Error $\Delta A$ in Least Squares best fit of data to hyperbola $y=B/(x-A)$

Question

Problem description.
Let there be given a set of real-valued data points $\,(x_i,y_i)\,$. Find the Least Squares best fit of these points to a hyperbola $\;y = B/(x-A)\;$, written as $\;y(x-A)-B=0\;$: $$ \sum_i \left[\,y_i(x_i-A) - B\,\right]^2 = \mbox{minimum}(A,B) $$ The minimum is found with help of partial differentiation, giving: $$ \frac{\partial}{\partial A} \quad : \quad \left(\sum_i y_i^2\right) A + \left(\sum_i y_i\right) B = \sum_i x_i y_i^2 \\ \frac{\partial}{\partial B} \quad : \quad \left(\sum_i y_i\right) A + \left(\sum_i 1\right) B = \sum_i x_i y_i $$ The solution of this system of linear equations is: $$ A = \frac{M_{22}R_1-M_{12}R_2}{M_{11}M_{22}-M_{12}^2} \quad ; \quad B = \frac{-M_{12}R_1+M_{11}R_2}{M_{11}M_{22}-M_{12}^2} $$ With: $$ M_{11} = \sum_i y_i^2 \quad ; \quad M_{12} = \sum_i y_i \quad ; \quad M_{22} = \sum_i 1 \\ R_1 = \sum_i x_i y_i^2 \quad ; \quad R_2 = \sum_i x_i y_i $$ So far so good. We are especially interested in the value of $\,A\,$. But what bothers us is the error / the uncertainty in $\,A\,$, let's call it $\,\Delta A\,$.
Pictures say more than a thousand words. The red line on the left is the asymptote of the hyperbola, at $\,A\,$. In the same picture rightmost we see the data, enlarged for clarity in the picture on the right.

I really have no clue how to obtain a decent estimate for $\,\Delta A\,$ neither in theory or experimentally. I'm afraid that it is bad. But anyway, any help is highly appreciated!

Answer 1

This is too long for a comment.

You must take care : what is measured is $y$ and then what you need to minimize is $$SSQ=\sum_{i=1}^n \left(\frac B{x_i-A}-y_i \right)^2 \tag 1$$ This is a nonlinear model and, as usual, you need some reasonable estimates of $A,B$ before starting the nonlinear regression.

You can easily have estimates making $$y=\frac B{x-A}\implies \frac 1y=\frac x B-\frac AB=ax+b$$ So, defining $z_i=\frac 1{y_i}$, a linear regression gives $a,b$ from which $B=\frac 1a$ and $A=-\frac ba$.

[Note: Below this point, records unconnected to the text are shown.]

PR #2193, opened 2020-10-01
add titles with width/height to scale buttons in ExportDialog

### LINKED ISSUE #2183: Size Option in Export Dialogue Confusing
(Following up on Twitter request to file an issue)

The three buttons in the export dialogue of "x1", "x2", and "x3" don't clearly indicate that you are changing the size of the export. There is no tooltip, and on a canvas with some objects in it, the export preview doesn't change size either. The confusing part for me personally was that the only effect I saw was the apparent quality of the preview render changed, which lead me to have an incorrect assumption about what those buttons did.

image

dawneraq:
closes #2183

### DIFF
--- a/src/locales/en.json
+++ b/src/locales/en.json
@@ -81,7 +81,7 @@
     "exportToSvg": "Export to SVG",
     "copyToClipboard": "Copy to clipboard",
     "copyPngToClipboard": "Copy PNG to clipboard",
-    "scaleExport": "Scale export",
+    "scale": "Scale",
     "save": "Save",
     "saveAs": "Save as",
     "load": "Load",
--- a/src/locales/en.json
+++ b/src/locales/en.json
@@ -81,6 +81,7 @@
     "exportToSvg": "Export to SVG",
     "copyToClipboard": "Copy to clipboard",
     "copyPngToClipboard": "Copy PNG to clipboard",
+    "scaleExport": "Scale export",
     "save": "Save",
     "saveAs": "Save as",
     "load": "Load",
--- a/src/components/ExportDialog.tsx
+++ b/src/components/ExportDialog.tsx
@@ -131,9 +131,10 @@ const ExportModal = ({
                 key={s}
                 size="s"
                 type="radio"
-                icon={`x${s}`}
+                icon={`${s}x`}
                 name="export-canvas-scale"
-                aria-label={`Scale ${s} x`}
+                title={`${t("buttons.scaleExport")} ${s}x`}
+                aria-label={`${t("buttons.scaleExport")} ${s}x`}
                 id="export-canvas-scale"
                 checked={s === scale}
                 onChange={() => setScale(s)}
--- a/src/components/ExportDialog.tsx
+++ b/src/components/ExportDialog.tsx
@@ -6,7 +6,7 @@ import { ToolButton } from "./ToolButton";
 import { clipboard, exportFile, link } from "./icons";
 import { NonDeletedExcalidrawElement } from "../element/types";
 import { AppState } from "../types";
-import { exportToCanvas } from "../scene/export";
+import { exportToCanvas, getExportSize } from "../scene/export";
 import { ActionsManagerInterface } from "../actions/types";
 import Stack from "./Stack";
 import { t } from "../i18n";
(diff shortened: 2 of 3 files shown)


dwelle:
Hello. Thanks for the PR. It seems the width/height isn't quite correct when exporting with watermark (I haven't thoroughly checked other cases). Alas, you don't need to do any separate calculations to get the dimensions, just read the `width/height` props from the export dialog's `canvas` element.

src/locales/en.json
```diff
@@ -81,6 +81,7 @@
     "exportToSvg": "Export to SVG",
     "copyToClipboard": "Copy to clipboard",
     "copyPngToClipboard": "Copy PNG to clipboard",
+    "scale": "Scale",
```
lipis, line 84: Maybe `Export quality` or `Exported size`? WDYT?

dawneraq:
I got the dimensions from the `canvas` like you suggested, and have a working version [on my branch called `dimensions-from-canvas`](https://github.com/excalidraw/excalidraw/compare/master...dawneraq:dimensions-from-canvas?expand=1).

Pulling `width`/`height` from `canvas` directly makes sense and feels like a very clean solution. However, it has some incorrectness as well. The dimensions are off by a small amount (1 - 2 px) when exporting the following file's scene:

```json
{
  "type": "excalidraw",
  "version": 2,
  "source": "http://localhost:3002",
  "elements": [
    {
      "type": "arrow",
      "version": 457,
      "versionNonce": 2130028939,
      "isDeleted": false,
      "id": "qrItPdYIud37Vk-E6HMpn",
      "fillStyle": "hachure",
      "strokeWidth": 1,
      "strokeStyle": "solid",
      "roughness": 1,
      "opacity": 100,
      "angle": 0,
      "x": 319.998046875,
      "y": 254.625,
      "strokeColor": "#000000",
      "backgroundColor": "transparent",
      "width": 646.00390625,
      "height": 220.2265625,
      "seed": 1317435493,
      "groupIds": [],
      "strokeSharpness": "round",
      "boundElementIds": [],
      "startBinding": null,
      "endBinding": null,
      "points": [
        [
          0,
          0
        ],
        [
          240.16796875,
          -134.79296875
        ],
        [
          332.26953125,
          22.48828125
        ],
        [
          646.00390625,
          -197.73828125
        ]
      ],
      "lastCommittedPoint": null
    }
  ],
  "appState": {
    "viewBackgroundColor": "#ffffff",
    "gridSize": null
  }
}
```

Using the approach in the branch I linked above, these are the dimensions that get passed to the scale buttons when exporting that file without a watermark:

Scale | 1 | 2 | 3 
---|---|---|---
Dimensions (actual) | 665x240 | 1331x481 | 1997x721
Dimensions (calculated) | 665x240 | 1130x480 | 1995x720

I suspect there are inconsistencies because the `canvas` returned by `exportToCanvas` has non-integer dimensions that get rounded down or truncated to 665 and 240. (The [`height`](https://developer.mozilla.org/en-US/docs/Web/API/HTMLCanvasElement/height) and [`width`](https://developer.mozilla.org/en-US/docs/Web/API/HTMLCanvasElement/width) props of `HTMLCanvasElement` are always integers.)

My first solution (`getExportSize` method, the one in this PR) gives the correct dimensions to the scale buttons when exporting that file in all 3 scales, with and without the watermark. With all due respect, I'm curious to see what the errors you're seeing look like!

If there's a more compact/convenient way for everyone to see my attempted fix / test data, please let me know.

dwelle:
> With all due respect, I'm curious to see what the errors you're seeing look like!

If you make a small image, exporting with watermark doesn't increase reported `width`:

image
image

or this one:

image

> I suspect there are inconsistencies because the canvas returned by exportToCanvas has non-integer dimensions that get rounded down or truncated to 665 and 240. 

I wonder if this 1px difference is enough to warrant the added code complexity.

lipis:
1-2px off is OK I would say, but on the other hand we should be able to calculate the actual size. I don't mind the complexity since it's just one new function that does one thing and does it well!

dawneraq:
Good catch! I hadn't considered what would happen if adding the watermark made the canvas wider. Just pushed a fix that takes care of it, and perhaps some other errors too:

**First case**

image

image

**Second case**

image

image

As for the second case (3 rectangles), I wasn't able to reproduce the 5px disparity. Could you share the exported `.excalidraw` JSON?

lipis (approved):

dwelle:
Can't repro any issues, let's merge. Thanks @dawneraq!

PR #2196, opened 2020-10-02
fix text color on dark mode changing to light mode color while its being edited.

chrsep:
Hi, I noticed that on dark mode, the text element was changing color back to its light mode variant while being edited (white turns back to black, etc...).

Upon looking, I saw that --appearance-filter was not being applied to the floating textarea. It was only applied to the .excalidraw class while the floating textarea is being appended to the body which put it outside of .excalidraw.

This PR adds `.excalidraw` class to the floating textarea and also adds `.Appearance_dark` to it while the dark mode is on. 

### Before
image

### After
image


lipis (approved):

lipis:
Thanks! ❤️

PR #2207, opened 2020-10-05
save room to firebase on unload or portal close

dwelle:
Save to firebase on unload (if user stays on site), or portal close. Also, do not prevent unload if scene already saved to firebase.

Test plan:

1. create some elements
2. create room and copy the link
3. close room
4. open the room's link again
5. should have the latest scene

and

1. create some elements
2. create room 
3. try to close tab/window
4. will prevent
5. stay on site
6. try to close again after 1-2 sec
7. should allow you to close since the scene was saved
8. load the link again to see latest data

### DIFF
--- a/src/data/firebase.ts
+++ b/src/data/firebase.ts
@@ -1,6 +1,7 @@
 import { createIV, getImportedKey } from "./index";
 import { ExcalidrawElement } from "../element/types";
 import { getSceneVersion } from "../element";
+import Portal from "../components/Portal";
 
 let firebasePromise: Promise<typeof import("firebase/app")> | null = null;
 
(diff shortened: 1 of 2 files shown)


vjeux (approved):
Nice! Thanks for removing the dialog if the scene was already saved!

src/data/firebase.ts
```diff
@@ -87,7 +114,7 @@ export async function saveToFirebase(
   } as FirebaseStoredScene;
 
   const db = firebase.firestore();
-  const docRef = db.collection("scenes").doc(roomId);
+  const docRef = db.collection("scenes").doc(roomID);
```
lipis, line 117: I would keep`roomId` for consistency

dwelle: `roomID` is the consistent name actually.. I wanted to rename all the local vars in that file and forgot, will do it now!

lipis (approved):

Now, start the nonlinear regression.

Edit

If you do not want to use a nonlinear regression, the problem can be solved in the following manner (taking into account the fact that the model is linear with respect to $B$).

Using the definition of $SSQ$ as in $(1)$, compte the partial derivatives and set them equal to $0$. This gives

$$SSQ'_{B}=0\implies B \sum_{i=1}^n \frac 1 {(x_i-A)^2}= \sum_{i=1}^n \frac {y_i} {(x_i-A)}\tag 2$$ $$SSQ'_{A}=0\implies B \sum_{i=1}^n \frac 1 {(x_i-A)^3}= \sum_{i=1}^n \frac {y_i} {(x_i-A)^2}\tag 3$$ Recombining $(2)$ and $(3)$, we then end with a single equation in $A$ $$F=\left(\sum_{i=1}^n \frac {y_i} {(x_i-A)}\right)\left(\sum_{i=1}^n \frac 1 {(x_i-A)^3}\right)-\left(\sum_{i=1}^n \frac {y_i} {(x_i-A)^2}\right)\left(\sum_{i=1}^n \frac 1 {(x_i-A)^2}\right)=0\tag 4$$ This last equation can be solved using Newton method using (if lazy) cental differences for the evaluation of $F'_A$ as, for example $$F'_A=\frac{F(1.001A)-F(0.999A)}{0.002 A}$$ If not lazy, the derivative $F'_A$ can easily be expressed analytically.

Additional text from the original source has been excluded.